Dissi prima addentare un biscotto e voltare il viso di lato per poter posare lo sguardo su di lui. Lo colsi alla sprovvista, ci mise qualche secondo a rispondere.
“Brad, piacere mio”.
Aveva una voce profonda e calda, il tono però era piatto, sembrava controllato. Il suo modo di fare mancava di spontaneità, forse per l’imbarazzo della situazione, e non mi convinceva per nulla. Fortunatamente entrò Meredith, e l’atmosfera si fece meno pesante. Lei gli preparò qualche pancake e gli offrì un caffelatte, gli parlò con disinvoltura, il che non sembrava affatto naturale visto che non si conoscevano. Non l’unica ad essere di quell’idea, anche Brad sembrava non capire quel modo così aperto di relazionarsi, difatti le sue erano risposte brevi e distaccate. L’atteggiamento che Red assumeva con i ragazzi era sempre lo stesso, e ciò si verificava perché fondamentalmente non le importava delle sue avventure. Si divertiva con una tale serenità da farlo sembrare semplice. Per me non lo era mai stato, non mi era possibile fare una scappatella con un qualsiasi uomo conosciuto al locale, qualsiasi mio rapporto con il sesso opposto doveva essere dettato da sentimenti, non era fattibile diversamente.

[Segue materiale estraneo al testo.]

PR #237, opened 2020-01-14
MAE-178: Add Validation to Membership Update Form to Prevent Changing its Membership Type

MiyaNoctem:
## Overview
Changing a membership's type after it has been created is only allowed by CiviCRM if it is not associated to a recurring contribution (ie. the membership is not auto-renewable). However, we need to prevent this from happenin on non-renewable payment plans too, as changing the membership type will cause several problems on existing installments.

## Before
CiviCRM allowed changing the membership type of a membership so long as it was not auto-renewable.

## After
Added validation to membership edit form so that if membership is changed and it belongs to a pyament plan, an error is shown with the text: 
>This membership is part of an ongoing payment plan and cannot be edited directly. To modify the active memberships in this payment plan please go to the manage future instalments screen which can be found as an action on the most recent recurring contribution record. There you can add or remove memberships.

### DIFF
--- a/CRM/MembershipExtras/Hook/ValidateForm/MembershipUpdate.php
+++ b/CRM/MembershipExtras/Hook/ValidateForm/MembershipUpdate.php
@@ -84,12 +84,9 @@ class CRM_MembershipExtras_Hook_ValidateForm_MembershipUpdate {
   }
 
   /**
-   * Obtains payment processor ID used for the last membership payment.
+   * Obtains last payment used for the membership.
    *
-   * Returns tha las payment processor ID used to pay for the membership with a
-   * recurring contribution.
-   *
-   * @return mixed
+   * @return array
    *
    * @throws \CiviCRM_API3_Exception
    */
@@ -107,7 +104,11 @@ class CRM_MembershipExtras_Hook_ValidateForm_MembershipUpdate {
       ],
     ]);
 
-    return $contribution['values'][0];
+    if ($contribution['count'] > 0) {
+      return $contribution['values'][0];
+    }
+
+    return [];
   }
 
   /**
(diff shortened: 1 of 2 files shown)


CRM/MembershipExtras/Hook/ValidateForm/MembershipUpdate.php
```diff
@@ -0,0 +1,156 @@
...
+        'limit' => 1,
+        'sort' => 'contribution_id DESC',
+      ],
+      'return' => [
+        'contribution_id',
+        'contribution_id.contribution_recur_id',
+      ],
+    ]);
+
+    return $contribution['values'][0];
```
omarabuhussein: this will throw a notice if no record found, probably you need to add an if statement and return NULL if no result found

CRM/MembershipExtras/Hook/ValidateForm/MembershipUpdate.php
```diff
@@ -0,0 +1,156 @@
...
+      return TRUE;
+    }
+
+    return FALSE;
+  }
+
+  /**
+   * Obtains payment processor ID used for the last membership payment.
+   *
+   * Returns tha las payment processor ID used to pay for the membership with a
```
omarabuhussein: typo "las" => "last"

also the description is not correct for the method.

CRM/MembershipExtras/Hook/ValidateForm/MembershipUpdate.php
```diff
@@ -0,0 +1,156 @@
...
+   */
+  private function getRecurringContribution($recurringContributionID) {
+    if (empty($recurringContributionID)) {
+      return [];
+    }
+
+    return civicrm_api3('ContributionRecur', 'getsingle', [
+      'sequential' => 1,
+      'id' => $recurringContributionID,
+      'options' => ['limit' => 0]
```
omarabuhussein: you don't need the 'limit' option here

Durante la colazione notai un curioso simbolo tatuato sulla mano destra del moro, e mi fermai ad osservarlo, certa di averlo già visto ma incapace di ricordarmene il significato. Red e Brad sembrarono rendersi conto della mia concentrazione riposta sulla mano di lui e smisero di parlare, aggrottando le sopracciglia nel tentativo di capire cosa stessi facendo. Me ne accorsi e scossi la testa un paio di volte. Nel tono più disinvolto che riuscissi a simulare diedi una spiegazione:
“Oh nulla, un bel tatuaggio”.
Red scrollò le spalle, alzandosi subito dopo per andare a sistemare i fornelli. Brad invece, in un primo momento seguì Red con lo sguardo, poi rivolse a me un mezzo sorriso.

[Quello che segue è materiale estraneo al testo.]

PR #245, opened 2020-01-24
MAE-195: Fix Calculation of Renewed Period Start Date

MiyaNoctem:
## Overview
Period start date for a renewed payment plan with multiple installments should be calculated by using the previous period end date and adding 1 day.

## Before
Period start date was being determined by calculating the recieve date of the nth+1 installment. Eg. on a payment plan with 12 installments, the new period's start date would've been the recieve date of what would be the 13th installment.

## After
Period start date is now alculated from the previos period's start date (largest membership end date) and adding one day. If a payment plan is being renewed without any memberships, start date of new perios id still calculated from nth+1 installment recieve date.

### DIFF
--- a/CRM/MembershipExtras/Job/OfflineAutoRenewal/MultipleInstallmentPlan.php
+++ b/CRM/MembershipExtras/Job/OfflineAutoRenewal/MultipleInstallmentPlan.php
@@ -9,6 +9,13 @@ use CRM_MembershipExtras_Service_MoneyUtilities as MoneyUtilities;
 class CRM_MembershipExtras_Job_OfflineAutoRenewal_MultipleInstallmentPlan extends CRM_MembershipExtras_Job_OfflineAutoRenewal_PaymentPlan {
 
   /**
+   * List of line items to be renewed.
+   *
+   * @var array
+   */
+  private $linesToBeRenewed = [];
+
+  /**
    * Returns a list of payment plans with multiple installments that have at
    * least one line item ready to be renewed (ie. has an end date, is not
    * removed and is set to auto renew), mmeting these conditions:
@@ -99,6 +106,7 @@ class CRM_MembershipExtras_Job_OfflineAutoRenewal_MultipleInstallmentPlan extend
     $paymentProcessorID = !empty($currentRecurContribution['payment_processor_id']) ? $currentRecurContribution['payment_processor_id'] : NULL;
 
     $this->paymentPlanStartDate = $this->calculateNewPeriodStartDate();
+    $this->membershipsStartDate = $this->calculateRenewedMembershipsStartDate();
     $paymentInstrumentName = $this->getPaymentMethodNameFromItsId($currentRecurContribution['payment_instrument_id']);
 
     $newRecurringContribution = civicrm_api3('ContributionRecur', 'create', [
@@ -141,6 +149,20 @@ class CRM_MembershipExtras_Job_OfflineAutoRenewal_MultipleInstallmentPlan extend
    * @throws \Exception
    */
   private function calculateNewPeriodStartDate() {
+    $installmentReceiveDateCalculator = new InstallmentReceiveDateCalculator($this->currentRecurringContribution);
+
+    return $installmentReceiveDateCalculator->calculate($this->currentRecurringContribution['installments'] + 1);
+  }
+
+  /**
+   * Calculates the start date renewed memberships should have.
+   *
+   * @return string
+   *   Date the renewed memberships should have as start date.
+   *
+   * @throws \Exception
+   */
+  private function calculateRenewedMembershipsStartDate() {
     $latestDate = NULL;
     $currentPeriodLines = $this->getRecurringContributionLineItemsToBeRenewed($this->currentRecurContributionID);
     foreach ($currentPeriodLines as $lineItem) {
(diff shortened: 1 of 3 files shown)


CRM/MembershipExtras/Job/OfflineAutoRenewal/MultipleInstallmentPlan.php
```diff
@@ -131,6 +132,63 @@ private function createRecurringContribution() {
...
+   * Calculates the new period's start date from the largest membership end date
+   * of the previous period.
+   *
+   * @return string
+   *   The new period's start date.
+   * @throws \Exception
+   */
+  private function calculateNewPeriodStartDate() {
+    $latestDate = NULL;
+    $currentPeriodLines = $this->getRecurringContributionLineItemsToBeRenewed($this->currentRecurContributionID);
```
omarabuhussein: I could be mistaken , but I see that getRecurringContributionLineItemsToBeRenewed() is called twice with the same recur contributions Id passed to it, so maybe its result can be cached and reused ? though would worth confirming first that it is the case

CRM/MembershipExtras/Job/OfflineAutoRenewal/MultipleInstallmentPlan.php
```diff
@@ -131,6 +132,63 @@ private function createRecurringContribution() {
...
+    foreach ($currentPeriodLines as $lineItem) {
```
omarabuhussein: I know it is generally better to use the API, but I think here it probably better if we optimize it by fetching and sorting the results with SQL and joins instead.

CRM/MembershipExtras/Job/OfflineAutoRenewal/MultipleInstallmentPlan.php
```diff
@@ -91,13 +91,14 @@ public function renew() {
...
+   *
+   * @throws \Exception
    */
   private function createRecurringContribution() {
     $currentRecurContribution = $this->currentRecurringContribution;
     $paymentProcessorID = !empty($currentRecurContribution['payment_processor_id']) ? $currentRecurContribution['payment_processor_id'] : NULL;
 
-    $installmentReceiveDateCalculator = new InstallmentReceiveDateCalculator($currentRecurContribution);
-    $this->paymentPlanStartDate = $installmentReceiveDateCalculator->calculate($currentRecurContribution['installments'] + 1);
+    $this->paymentPlanStartDate = $this->calculateNewPeriodStartDate();
```
omarabuhussein: the thing here is that the payment plan start date should be derived from the membership start date as you already doing, but it could differ based on cycle day. but you here setting them both to be the same

CRM/MembershipExtras/Job/OfflineAutoRenewal/MultipleInstallmentPlan.php
```diff
@@ -141,20 +149,32 @@ private function createRecurringContribution() {
...
     $currentPeriodLines = $this->getRecurringContributionLineItemsToBeRenewed($this->currentRecurContributionID);
     foreach ($currentPeriodLines as $lineItem) {
       if ($lineItem['entity_table'] != 'civicrm_membership') {
         continue;
       }
 
-      $membership = $this->getMembership($lineItem['entity_id']);
-      $membershipDate = new DateTime($membership['end_date']);
-
+      $membershipEndDate = new DateTime($lineItem['memberhsip_end_date']);
```
omarabuhussein: I think u need skip memberships without end date (lifetime memberships)

CRM/MembershipExtras/Job/OfflineAutoRenewal/MultipleInstallmentPlan.php
```diff
@@ -163,8 +183,7 @@ private function calculateNewPeriodStartDate() {
       return $latestDate->format('Y-m-d');
     }
 
-    $installmentReceiveDateCalculator = new InstallmentReceiveDateCalculator($this->currentRecurringContribution);
-    return $installmentReceiveDateCalculator->calculate($this->currentRecurringContribution['installments'] + 1);
+    return $this->calculateNewPeriodStartDate();
```
omarabuhussein: I think  since u already calculated this before and assigned it to this->paymentPlanStartDate, then here you can just do :

```
return this->paymentPlanStartDate;
```

CRM/MembershipExtras/Job/OfflineAutoRenewal/MultipleInstallmentPlan.php
```diff
@@ -247,7 +268,7 @@ private function copyRecurringLineItems($currentContribution, $nextContribution)
         CRM_MembershipExtras_BAO_ContributionRecurLineItem::create([
           'contribution_recur_id' => $nextContribution['id'],
           'line_item_id' => $newLineItem['id'],
-          'start_date' => $nextContribution['start_date'],
+          'start_date' => $this->paymentPlanStartDate,
```
omarabuhussein: my memory is a bit vague about this, but should the recur line item start date contain the related membership start date , or should  it really be the recur contribution start date as u doing here?

CRM/MembershipExtras/Job/OfflineAutoRenewal/MultipleInstallmentPlan.php
MiyaNoctem: I did something similar. Didn't think it was a good idea to couple those two methods, so instead I'm returning NULL on default, and handled it by checking if it returned NULL assigning $this->paymentPlanStartDate to memberships start date.

CRM/MembershipExtras/Job/OfflineAutoRenewal/MultipleInstallmentPlan.php
MiyaNoctem: It should be the date the recurring contribution starts, which has to do with the cycle day. 

On manage installments screen, the period start date is the earliest membership start date. On that same screen, each line shows the membersip start date, if it's a membership, recurring line start_date if not (eg. donations, events, etc).

On contributions tab, the recurring contribution start date is the date of the first installment (as affected by cycle day). On memberships tab, start date is the membership start date.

“Ti ringrazio, è un tatuaggio importante”.
Annuii non sapendo che altro aggiungere, e probabilmente ciò lasciò trapelare l’imbarazzo che stavo provando, perché il sorriso di Brad si ampliò, come se trovasse divertente il fatto che sembrassi un po’ impacciata. Scelsi quel momento per tagliare la corda, frettolosamente salutai entrambi e mi rintanai in camera, maledicendomi per essere così tremendamente timida. Seduta sul letto a gambe incrociate con in grembo Tender is the night di Fitzgerald, tentai di leggere qualche pagina, ma continuava a tornarmi in mente quel ragazzo, la one night stand di Red. Perché? Nel disperato tentativo di pensare ad altro mi fiondai sotto la doccia, sperando che l’acqua calda mi cullasse e mi svuotasse la mente, e in quei venti minuti di serenità ci riuscì. Nelle giornate successive però, di tanto in tanto, i miei pensieri ricaddero sulla mattina successiva a quella sera tra coinquiline, e una parte di me iniziò a provare il desiderio di rincontrarlo, magari in un mondo parallelo, in un mondo dove io ero Red e senza problema alcuno mi ritrovavo a casa di Brad, avvolta tra le sue braccia.